ハミ出し商社マンの徒然草

思ったことをツブやきます

商社マンが語る各国のコロナウィルス対応(目的や手段が文化よって様々)


コロナウィルスの対策における最終目的と世界各国の対応違いについて記載し、自分が各国のトップだった場合にどのような対策を取るかシミュレーションしてみようと思います。

 

様々な国が政策を打ち出していますが国家と言う集団をリードする以上、何が最終ゴールなのか、ということをクリアにする必要があると思います。

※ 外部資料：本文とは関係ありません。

PR #515, opened 2017-06-12
Wire in Customize and Create Listing buttons for User Page.

### LINKED ISSUE #505: When viewing my own store, I should see Customize and Create Listing buttons
screenshot 2017-06-02 10 40 31

Currently I see **Customize** and **Example Button**. It would be nice if when I click Customize, it opens Settings > Page and when I click Create Listing it opens the Create Listing modal.

### LINKED ISSUE #511: If Vendor = False, Don't Show Store Tab To Others
If a user has their vendor flag set to false, don't show their store tab on their user page to users that are not themselves (ie: they can see their own store tab, but no one else can). 

If another user uses a url to go to their store tab, show the page not found error.

jjeffryes:
- stub in block button
- hide the store tab if not looking at your own page and the user is not a vendor
- if the store tab is navigated to directly, show the home tab if the store tab shouldn't be shown
- show a warning if the user has listings but no one else will be able to see them

Note that ideally the store route would be blocked in the router, this PR defers that functionality for now because it would require more extensive refactoring, due to various actions happening that assume the store is a valid option before the value of profile.vendor is known. 

This closes #505 
This closes #511


morebrownies:
Looks good to me 👍  (i tested the buttons on the page and toggling the store on/off)

js/views/userPage/Store.js
```diff
@@ -63,6 +64,7 @@ export default class extends BaseVw {
 
     this.listenTo(app.settings, 'change:country', () => (this.showShippingChangedMessage()));
     this.listenTo(app.settings, 'change:localCurrency', () => (this.showDataChangedMessage()));
+    this.listenTo(app.profile, 'change:vendor', () => (this.showDataChangedMessage()));
```
rmisio: Can we just toggle a 'hide' class on that 'your store is currently'... box? Seems like a lot smoother update than showing this data changed pop-up and even if, on remote servers, the change happens with a lag and the user is doing something on the page... doesn't seem like it would be so distracting.

js/templates/userPage/store.html
```diff
@@ -68,6 +68,12 @@
           </div>
         </div>
       </div>
+      <% if (!ob.vendor) { %>
+        <div class="contentBox row pad clrP clrBr">
```
rmisio: Piggy backing on the comment below... maybe changing this to:

`<div class="contentBox row pad clrP clrBr <% if (ob.vendor) print('hide')%>">` and then toggling that hide class on `change:vendor`?

js/views/userPage/UserPage.js
```diff
@@ -18,12 +20,16 @@ export default class extends baseVw {
     super(options);
     this.options = options;
 
+    this.ownPage = this.model.id === app.profile.id;
+
     this.state = options.state || 'store';
+    if (this.state === 'store' && !this.ownPage && !this.model.get('vendor')) {
```
rmisio: Can we please handle this in the router by showing the Page Not Found page? It can be done by adding this to line 196:

```
      if (state === 'store' && !profile.get('vendor') &&
        profile.id !== app.profile.id) {
        this.pageNotFound();
        return;
      }
```

That's more consistent with how we're handling when you put in a route to a non-existent / active page. I've confirmed with @morebrownies that is the way we want to go.

rmisio: I saw the note in the description about some complications to this approach. If I'm missing something... please let me know.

コロナウィルスが収束するためのシナリオを考えると以下の3つに集約されるのではないかと考えます。

①ウィルスに対するワクチンができる

②ウィルスに対する対抗薬(インフルエンザに対するタミフルのようなもの)ができる

③集団免疫ができて、風邪のようになる

 

実態としては上記のどれかの「合わせ技」になることが現実的です。

 

これを念頭に各国の政治家が回避すべき定量的な目標は以下の3つだと考えます。

❶感染者の数を減らす

❷死亡者の数を減らす

❸自粛による経済的な破産を減らす

 

❷は❶の結果でもあり、強い相関があり、まずは❶を減らすことに主眼が置かれがちです。
また❸は短期的には顕在化しませんが、❶を達成しようとして「ロックダウウン(都市閉鎖)」すると副作用として時間を経てあらわれてきます。

ポンチ絵にすると以下のようになります。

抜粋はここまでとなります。